Issue #9999, opened 2026-02-03
[BUG] Restrict enableDHCP update on a subnet when overlay VM instances are using it


rrajendran17:
### Describe the Bug

This https://github.com/harvester/harvester/issues/9957 takes care of patching the managedtap binding by default to overlay vms during create and update if dhcp is enabled on the subnet.

There can be cases where enabledhcp is true in the subnet while vm creation and later it is updated to false and vm's interface binding stays in managedtap binding.This requires the vm to be saved and restarted.
The vice-versa case should also work.

This task should take of restricting such actions (enableDHCP value changes on a subnet) when vmis are using it.

### To Reproduce

case 1:

1.create an overlay network
2.create a subnet with enableDHCP: true
3.create a vm
4.Check the interface binding of the vm and it shows as managedtap binding
5.Now update the enableDHCP: false in the subnet
6.webhook validation error

case 2:

1.create an overlay network
2.create a subnet with enableDHCP: false
3.create a vm
4.Check the interface binding of the vm and it shows as bridge
5.Now update the enableDHCP: true in the subnet
6.webhook validation error

case 3:
1.create an overlay network
2.create a subnet with enableDHCP: false
3.create a vm
4.Check the interface binding of the vm and it shows as bridge
5.Now stop the vm
6.Now update the enableDHCP: true in the subnet
7.step 6 should be successful
8.Start the VM and it should be running with managedtap binding.

### Expected Behavior

subnet validation webhook must restrict the changes when vmis are present.

### Support Bundle for Troubleshooting

.

### Environment

- Harvester version:v1.7.0

rrajendran17:
Add changes to subnet validation webhook to restrict enableDHCP changes when vmis are using those subnets.
VMs must be stopped before updating enableDHCP value on subnets.

asc5543:
According to https://github.com/harvester/harvester/issues/9957#issuecomment-4053668606 , the interface is still `bridge`, not `managedtap`

rrajendran17:
https://github.com/harvester/harvester/pull/10215 is needed for this testing.Moving to review, once the fix is merged will move it to "Ready to Testing"

Vicente-Cheng:
Please wait for the rc2 to test

asc5543:
## Test result
Test PASS

## Environment
* Harvester ISO version: `v1.8.0-rc2`
* Underlying Infrastructure (e.g. Baremetal with Dell PowerEdge R630): `2 node via ipxe-example`

[...]

Issue #9957, opened 2026-01-27
[ENHANCEMENT] Patch managedtap binding to overlay VMs by default


rrajendran17:
### Is your enhancement request of an existing feature related to a problem? Please describe (👍 if you like this request)

kube-ovn DHCP did not work with the bridge binding because the Linux bridge sits between the VM TAP device and kubeOVN's OVS datapath,interfering with DHCP broadcast traffic that KubeOVN's DHCP implementation depends on. As a result, VMs were not assigned with IPs and default route was not installed on VMs using overlay Networks. Changing the interface binding to managedtap fixes this by attaching the VM’s TAP device directly to OVS, giving kube-ovn full visibility and control over the VM’s MAC and DHCP traffic. 

https://github.com/harvester/harvester/issues/8847 was a proposal to solve this by editing the VM template interfaces with managedtap binding every time before VM creation. This works but this requires user effort to edit this field every time and it will be a problem when creating downstream clusters backed by overlay networks, where users has to edit the VM once created and then restart to apply this.

### Describe the solution you'd like

This enhancement proposes to patch the managedtap binding to interfaces of overlay VMs by VM mutator by default during VM creation.

### Describe alternatives you've considered

Other alternative was to add a field in UI for users to select managedtap binding when creating VMs using overlay Networks. 

For overlay interfaces, managedtap should be the default binding, as it provides correct L2 visibility and reliable DHCP, unlike the legacy bridge mode.So better option is to patch this at the backend by default instead of making it user aware through UI.

### Additional context
https://github.com/harvester/harvester/issues/9999

_No response_

rrajendran17:
@oilbeater Currently if the interface has managedtap binding, then kubeovn uses DHCP to allocate ip addresses to VMs and this requires subnet to have enableDHCP as true.
Without managedtap binding, with bridge mode, vms get ip addresses from kubeovn IPAM but there is a kubevirt issue associated with this.
1.default route not installed on the vm guest os.

To solve above I created this GH issue where idea is to patch managedtap binding by default on vms, but this also requires enableDHCP to be true on subnets used by these vms. I would like to know if its correct to enableDHCP as true on all subnets by default from Harvester along with managedtap binding ? Are there any other alternatives from kubeovn ?

mrostamii:
@rrajendran17 What if we add a new boolean input when creating a new VM in UI? Or, it could be added to the "Networks" tab.

The steps could be:
- User chooses a Network
[...]

PR #10000, opened 2026-02-03
patch managedtap binding for overlay vms

rrajendran17:
#### Problem:
overlay vms does not work with ovn dhcp on bridge mode

#### Solution:
patch managedtap binding by default for overlay vms during create/update if dhcp is enabled in the subnet.
This needs to be taken care https://github.com/harvester/harvester/issues/9999 if managedtap binding is patched by default based on enableDHCP option in subnet

#### Related Issue(s):
https://github.com/harvester/harvester/issues/9957

#### Test plan:
case 1:

1.create an overlay network
2.create a subnet with enableDHCP: true
3.create a vm attach it to overlay network
4.Check the interface binding of the vm and it shows as managedtap binding
5.update the config to a overlay network on subnet with enableDHCP: false
6.check if the interface mode changes to bridge 

case 2:

1.create an overlay network
2.create a subnet with enableDHCP: false
3.create a vm attach it to overlay network
4.Check the interface if it shows as bridge
5.update the config to a overlay network on subnet with enableDHCP: true
6.check if the interface mode changes to managedtap binding

case 3:

1.create an overlay network
2.create a subnet with enableDHCP: true
3.create a vm attach it to overlay network
4.Check the interface binding of the vm and it shows as managedtap binding
5.update the config to a l2network
6.check if the interface mode changes to bridge 

case 4:

1.create an overlay network
2.create a subnet with enableDHCP: true
3.create a vm and attach it to l2network 
4.Check the interface if it shows as bridge
5.update the config to a overlay network on subnet with enableDHCP: true created in step 1 and 2
6.check if the interface mode changes to managedtap binding

case 5:
1.create an overlay network
2.create a subnet with enableDHCP: false
3.create a vm attach it to l2network
4.Check the interface if it shows as bridge
5.update the config to a overlay network on subnet with enableDHCP: false created in step 1 and 2
6.check if the interface mode stays in bridge mode

case 5:
verify if default route is installed on vm guest os with managedtap binding
1.create an overlay network
2.create a subnet with enableDHCP: true
3.create a vm attach it to overlay network
4.Check the interface binding of the vm and it shows as managedtap binding
5.login to the vm and check "ip route show" (it should show a default route via gw in the subnet cidr range)


pkg/webhook/resources/virtualmachine/mutator.go
```diff
@@ -36,19 +40,22 @@ func NewMutator(
...
 
 type vmMutator struct {
 	types.DefaultMutator
-	setting ctlharvesterv1.SettingCache
-	nad     ctlcniv1.NetworkAttachmentDefinitionCache
-	kubvirt ctlkubevirtv1.KubeVirtCache
+	setting       ctlharvesterv1.SettingCache
+	nad           ctlcniv1.NetworkAttachmentDefinitionCache
+	kubvirt       ctlkubevirtv1.KubeVirtCache
+	kubeovnSubnet ctlkubeovnv1.SubnetCache
```
w13915984028, line 58: one question: the OVN related CRDs are installed until OVN addon is enabled, before that, the mutator might report error, did you test this? we did some tricks to restart the webhook when the ovn addon is enabled, but I did not find the PR yet.

rrajendran17: As we discussed, this check https://github.com/rrajendran17/harvester-harvester/blob/77f4aa88a61d68caf3fe9786c515d6e5dbf9c438/pkg/webhook/resources/virtualmachine/mutator.go#L759 makes sure that the subnet crd missing error is applicable only for overlay NADs.
The overlay VMs will fail to start anyways if relevant ovn resources/crds are not found. 

This https://github.com/harvester/harvester/issues/8685 also needs to be fixed which makes sure that there are no overlay vms before disabling the ovn add-on, so there are no dangling vms.I will add these changes as well and raise a separate PR.

w13915984028: BTW: please also check if below info occurs on the webhook, even though the mutator is triggered when a VM is created/updated, the webhook POD itself might watch OVN related CRDs from POD is up, the potential continuous error log will be a bit annoying

```
Failed to list *v1.MyCustomResource: the server could not find the requested resource
```


btw: the current hack of checking CRD existing

https://github.com/harvester/network-controller-harvester/blob/67b26a944114641d2b43ef4c37524dc0a38f0b5e/cmd/webhook/main.go#L124-L131

pkg/webhook/resources/virtualmachine/mutator.go
```diff
@@ -683,3 +700,119 @@ func (m *vmMutator) patchInterfaceMacAddress(vm *kubevirtv1.VirtualMachine, patc
...
+	if err != nil {
+		return err, enabled
+	}
+
+	if nad.Labels == nil {
+		return fmt.Errorf("NAD labels are nil for %s/%s", namespace, name), enabled
+	}
+
+	//overlay network and list subnet error
+	if subneterr, enabled = m.checkDHCPEnabledOnSubnet(namespace, name); subneterr != nil && nad.Labels[keyNetworkType] == string(OverlayNetwork) {
```
w13915984028: Consider to use below to replace L754

The mutator only cares the correct overlay NAD type and patches related info, and avoids to return un-necessary error like L754 does. Strict check (if required) is mainly done on validator.

It returns early when NAD is not overlay.

```
	if nad.Labels[keyNetworkType] != string(OverlayNetwork) {
		return nil, false
	}
```

refer:
https://github.com/harvester/harvester/blob/8639cfb12122194e8fa52acf53426d719e8cdd9f/pkg/webhook/resources/virtualmachine/mutator.go#L475-L478

pkg/webhook/resources/virtualmachine/mutator.go
```diff
@@ -141,6 +153,11 @@ func (m *vmMutator) Update(_ *types.Request, oldObj runtime.Object, newObj runti
 		return nil, err
 	}
 
+	patchOps, err = m.patchManagedTapBinding(newVM, patchOps)
```
w13915984028, line 156: patch newly created VM is necessary;  for existing VMs, not sure we should patch them.

pkg/webhook/resources/virtualmachine/mutator.go
```diff
@@ -683,3 +700,119 @@ func (m *vmMutator) patchInterfaceMacAddress(vm *kubevirtv1.VirtualMachine, patc
...
+	}
+
+	interfaceList := getInterfaceList(vm)
+	for idx, iface := range vm.Spec.Template.Spec.Domain.Devices.Interfaces {
+		networkName, exists := interfaceList[iface.Name]
+		if !exists {
+			continue
+		}
+
+		getNadAndDHCPOptionErr, enabled := m.getNadAndDHCPOption(networkName, vm)
```
w13915984028: From below case description, it seems the `getNadAndDHCPOption` needs to return: `nad type, dhcp enabled, error`

there are cases:

```
non-overlay to overlay; plus dhcp enabled or not
overlay to overlay, dhcp changed
overlay to non-overlay, skip dhcp enabled or not

no change at all
```

For `update` case, more considerations are needed:

The `vm` update might be triggered by other case like adding new label/annoation, update status;  if `mutator` is triggered anyway and updates the interfaces, it might cause UI shows VM rebooting is required.

I am not fully sure: should we mutator VM only when it is created or mutator VM whenever there is updates on VM, Or when VM's spec network/interface has changes ?

The NAD option dhcp could be toggled independently, which might cause VM's spec is changed implicitly.

w13915984028 (commented):
Some further questions, thanks.

pkg/webhook/resources/virtualmachine/mutator.go
rrajendran17: we allow update of network interfaces type on a running vm, so IMO patching should also handle update cases for change in network types from overlay to non overlay and vice-versa.Otherwise the vm interfaces will be left with older binding and will cause error.

pkg/webhook/resources/virtualmachine/mutator.go
rrajendran17: Right, may be a stricter check like only if the vm spec interfaces change, then call patchManagedTapBinding should avoid unnecessary updates.
Also this https://github.com/harvester/harvester/issues/9999 takes care of restricting the toggling of dhcp flag on a subnet for a running VM.The VM has to be stopped before enableDHCP flag update on ovn subnet.

pkg/webhook/resources/virtualmachine/mutator.go
rrajendran17: you are right, I see those errors if crd is not present.I have reused the same from network controller to fix this.

pkg/webhook/resources/virtualmachine/mutator.go
rrajendran17: The logic patches contents only when there are related network interfaces changes, but the only instance where this differs is when an interface is overlay network(managedtap binding already set) and user does some other update operation (not related to network interfaces), the patchmanagedtapbinding function has to remove the masquerade interface binding set on interface.This is because kubevirt by default tries to add masquerade interfacebindingmethod on an interface if its not bridge mode though managedtap binding is present and two interface binding methods are not allowed at the same time.(I could raise an upstream issue for this)

pkg/webhook/resources/virtualmachine/mutator.go
```diff
@@ -683,3 +703,140 @@ func (m *vmMutator) patchInterfaceMacAddress(vm *kubevirtv1.VirtualMachine, patc
 
 	return patchOps, nil
 }
+
+func (m *vmMutator) checkDHCPEnabledOnSubnet(namespace, name string) (error, bool) {
+	if !m.subnetCRDExists {
```
ibrokethecloud: we should move this as a condition to calling `patchManagedTapBinding` in Create/Update handlers to avoid having to run all the remaining checks when CRD does not really exist

pkg/webhook/server/mutation.go
```diff
@@ -31,12 +32,16 @@ func Mutation(clients *clients.Clients, options *config.Options) (http.Handler,
 	vmImgCache := clients.HarvesterFactory.Harvesterhci().V1beta1().VirtualMachineImage().Cache()
 	vmCache := clients.KubevirtFactory.Kubevirt().V1().VirtualMachine().Cache()
 	kubevirtCache := clients.KubevirtFactory.Kubevirt().V1().KubeVirt().Cache()
+	var kubeovnSubnetCache ctlkubeovnv1.SubnetCache
+	if crdExists && clients.KubeovnFactory != nil {
```
w13915984028: looks check `crdExists` is enough, 

when `crdExists`, the input `clients.KubeovnFactory` can't be empty

pkg/webhook/resources/virtualmachine/mutator.go
```diff
@@ -36,19 +40,25 @@ func NewMutator(
...
 
 type vmMutator struct {
 	types.DefaultMutator
-	setting ctlharvesterv1.SettingCache
-	nad     ctlcniv1.NetworkAttachmentDefinitionCache
-	kubvirt ctlkubevirtv1.KubeVirtCache
+	setting         ctlharvesterv1.SettingCache
+	nad             ctlcniv1.NetworkAttachmentDefinitionCache
+	kubvirt         ctlkubevirtv1.KubeVirtCache
+	kubeovnSubnet   ctlkubeovnv1.SubnetCache
```
w13915984028: `subnetCRDExists` could be removed, use `kubeovnSubnet == nil` to check if the cache is valid or not

pkg/webhook/resources/virtualmachine/mutator.go
```diff
@@ -141,6 +160,15 @@ func (m *vmMutator) Update(_ *types.Request, oldObj runtime.Object, newObj runti
 		return nil, err
 	}
 
+	if !m.subnetCRDExists {
```
w13915984028: remove this block, check `kubeovnSubnet == nil` at the beginning of `patchManagedTapBinding` to return quickly

`Create()`, `Update()` do not involve the trick

pkg/webhook/resources/virtualmachine/mutator.go
```diff
@@ -683,3 +711,136 @@ func (m *vmMutator) patchInterfaceMacAddress(vm *kubevirtv1.VirtualMachine, patc
...
+	}
+
+	return enabled, nil
+}
+
+func (m *vmMutator) patchManagedTapBinding(vm *kubevirtv1.VirtualMachine, patchOps types.PatchOps) (types.PatchOps, error) {
+	if vm == nil || vm.Spec.Template == nil {
+		return patchOps, nil
+	}
+
```
w13915984028, line 774: check `m.kubeovnSubnet == nil` and return directly

pkg/webhook/resources/virtualmachine/mutator_test.go
```diff
@@ -1363,3 +1368,274 @@ func TestPatchInterfaceMacAddress(t *testing.T) {
...
+				},
+			},
+		},
+	}
+
+	for _, tc := range tests {
+		t.Run(tc.name, func(t *testing.T) {
+			clientset := fake.NewSimpleClientset()
+			createDefaultKubeVirt(clientset)
+			mutator := setupTestMutator(clientset)
```
w13915984028, line 1715: extend the `setupTestMutator` to support the subnetcache is/is-not nil cases

the `patchManagedTapBinding` works really only when subnetcache is not nil

pkg/webhook/server/server.go
```diff
@@ -56,8 +60,60 @@ func New(ctx context.Context, restConfig *rest.Config, options *config.Options)
...
+			checkStatus, err := isSubnetsCRDPresent(ctx, cfg)
+			if err != nil {
+				continue
+			}
+
+			if initialBootStatus == checkStatus {
+				continue
+			}
+
+			logrus.Info("change in CRD state detected, triggering shutdown")
```
w13915984028, line 103: Harvester webhook is called more frequently than network webhook.

In a multi-cluster env, when there are 3 harvester-webhook PODs, are they killed simultaneously when ovn subnet CRD is created/removed? what's your observation?

We might need to consider an alternative solution:

Let the addon controller or add a new CRD controller to roll-update harvester-webhook, network-webhook deployment when subnet CRD is created or removed.  Instead of let each webhook to kill self.

pkg/webhook/resources/virtualmachine/mutator.go
```diff
@@ -683,3 +711,136 @@ func (m *vmMutator) patchInterfaceMacAddress(vm *kubevirtv1.VirtualMachine, patc
...
+	//Overlay network and subnets are not present
+	if subnetErr, enabled = m.checkDHCPEnabledOnSubnet(namespace, name); subnetErr != nil {
+		return enabled, subnetErr
+	}
+
+	return enabled, nil
+}
+
+func (m *vmMutator) patchManagedTapBinding(vm *kubevirtv1.VirtualMachine, patchOps types.PatchOps) (types.PatchOps, error) {
```
w13915984028, line 770: what the consideration of this case:

1. A vm has overlay interface
2. The VM is stopped
3. OVN is disabled (is this allowed, or we force user to remove overlay interface first?)

If dangling overlay interface is possiblly existing, the mutator patch is skipped due to above crd/subnetcache check. What's your consideration of this check? 

Could you list all current webhook (including network) rules about the interface&dhcp&ovn enable/disable  changes, need to figure out if there are some gaps, thanks.

Harvester VM mutator webhook is very error-prone, some side-effects might happen unexpectedly.

currently:
(1) Addon webhook: seems no protection upon ovn disabling
https://github.com/harvester/harvester/blob/cb0e860cec312242337befad2f05bf48c1b506c9/pkg/webhook/resources/addon/validator.go#L104

(2) Network webhook: doesn't allow ovn nad dhcp option change when vmi is running
https://github.com/harvester/network-controller-harvester/pull/236

Might need to refactor `patchManagedTapBinding`:
(a)
when `subnetcache==nil`, remove any existing binding;  this does not rely on the nad option dhcp enabled
```
`{"op":"remove","path":"/spec/template/spec/domain/devices/interfaces/%d/binding"}`,
```

(b) when `subnetcache != nil`, get option and patch accordingly

https://github.com/harvester/harvester/pull/10000/changes#diff-1bde4c748f58e474d67fd449ce94739fe11076c2ba5c63f79cfda2f94c4cb0a3R800-R810

w13915984028 (commented):
Some questions about the code placement, thanks.

pkg/webhook/server/server.go
w13915984028: cc @ibrokethecloud for this candidate solution

pkg/webhook/resources/virtualmachine/mutator.go
rrajendran17: https://github.com/harvester/harvester/issues/8685 should take care of restricting users from disabling the ovn addon when overlay VM are using it including the stopped one. This will make sure we remove the overlay vm before disabling the ovn addon, so it is good to call patchedmanagedtapbinding only when subnet crds are enabled.

pkg/webhook/resources/virtualmachine/mutator.go
```diff
@@ -683,3 +700,141 @@ func (m *vmMutator) patchInterfaceMacAddress(vm *kubevirtv1.VirtualMachine, patc
 
 	return patchOps, nil
 }
+
+func (m *vmMutator) checkDHCPEnabledOnSubnet(namespace, name string) (error, bool) {
```
w13915984028: the usual return format is `(bool, error)`

pkg/webhook/resources/virtualmachine/mutator.go
```diff
@@ -683,3 +700,141 @@ func (m *vmMutator) patchInterfaceMacAddress(vm *kubevirtv1.VirtualMachine, patc
...
+	if err != nil {
+		return enabled, err
+	}
+
+	if nad.Labels[keyNetworkType] != string(OverlayNetwork) {
+		return false, nil
+	}
+
+	//Overlay network and subnets are not present
+	if subnetErr, enabled = m.checkDHCPEnabledOnSubnet(namespace, name); subnetErr != nil {
```
w13915984028: replace L764~L768 with `m.checkDHCPEnabledOnSubnet(namespace, name)`

 after change `checkDHCPEnabledOnSubnet` return param order

pkg/webhook/resources/virtualmachine/mutator.go
```diff
@@ -683,3 +700,141 @@ func (m *vmMutator) patchInterfaceMacAddress(vm *kubevirtv1.VirtualMachine, patc
...
+		}
+		interfaceList[network.Name] = network.Multus.NetworkName
+	}
+	return interfaceList
+}
+
+func (m *vmMutator) getNadAndDHCPOption(networkName string, vm *kubevirtv1.VirtualMachine) (bool, error) {
+	words := strings.Split(networkName, "/")
+	var namespace, name string
+	var enabled bool
```
w13915984028: remove `enabled, subnetErr` var,

L751 `return false, fmt.Errorf`
L756 `return false, err`
to keep similar formating like L760

pkg/webhook/resources/virtualmachine/mutator_test.go
```diff
@@ -1363,3 +1376,338 @@ func TestPatchInterfaceMacAddress(t *testing.T) {
...
+		name       string
+		interfaces []kubevirtv1.Interface
+		networks   []kubevirtv1.Network
+		expected   []patch
+		nad1       *cniv1.NetworkAttachmentDefinition
+		nad2       *cniv1.NetworkAttachmentDefinition
+		ovnsubnet  *kubeovnapiv1.Subnet
+	}{
+		{
+			name: "overlay network removes bridge and adds managedtap binding",
```
w13915984028, line 1397: please add another case: when vm has already been patched, the mutator should not patch again

pkg/webhook/resources/virtualmachine/mutator.go
```diff
@@ -15,17 +15,21 @@ import (
...
 	"github.com/harvester/harvester/pkg/util/network"
 	"github.com/harvester/harvester/pkg/util/virtualmachine"
 	"github.com/harvester/harvester/pkg/webhook/types"
+	k8slabels "k8s.io/apimachinery/pkg/labels"
 )
 
 const (
 	networkGroup      = "network.harvesterhci.io"
 	keyClusterNetwork = networkGroup + "/clusternetwork"
+	OverlayNetwork    = "OverlayNetwork"
```
w13915984028: if `OverlayNetwork` is a public const, the better place is utils/contst, or use `overlayNetwork` as const for now

w13915984028 (commented):
Some additional code cosmetic suggestions, thanks.

rrajendran17:
@ibrokethecloud @w13915984028 The PR is now ready with all updated changes.Please check.Thanks

w13915984028 (dismissed):
LGTM, thanks.

BTW, the `CRD watching and self-killing` could be discussed and optimized on other ticket.

w13915984028 (approved):
LGTM, thanks.

pkg/webhook/server/server.go
ibrokethecloud: ideally the kubeovn addon is to be treated more like a cni, and I'd expect less frequent changes to its state. We already need to reboot the nodes as part of the uninstall process. Another option during the upgrade phase may be to add a random delay of between say 5 to 30 seconds, so on HA setups all pods do not restart at the same time.

ibrokethecloud (approved):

+++++

INSTRUCTIONS FOR THE TASK:
Up to and including the line with "The vice-versa case should also work.", reproduce the material above exactly as it appears, starting from its first line.

SOLUTION TO THE EXERCISE:
Issue #9999, opened 2026-02-03
[BUG] Restrict enableDHCP update on a subnet when overlay VM instances are using it


rrajendran17:
### Describe the Bug

This https://github.com/harvester/harvester/issues/9957 takes care of patching the managedtap binding by default to overlay vms during create and update if dhcp is enabled on the subnet.

There can be cases where enabledhcp is true in the subnet while vm creation and later it is updated to false and vm's interface binding stays in managedtap binding.This requires the vm to be saved and restarted.
The vice-versa case should also work.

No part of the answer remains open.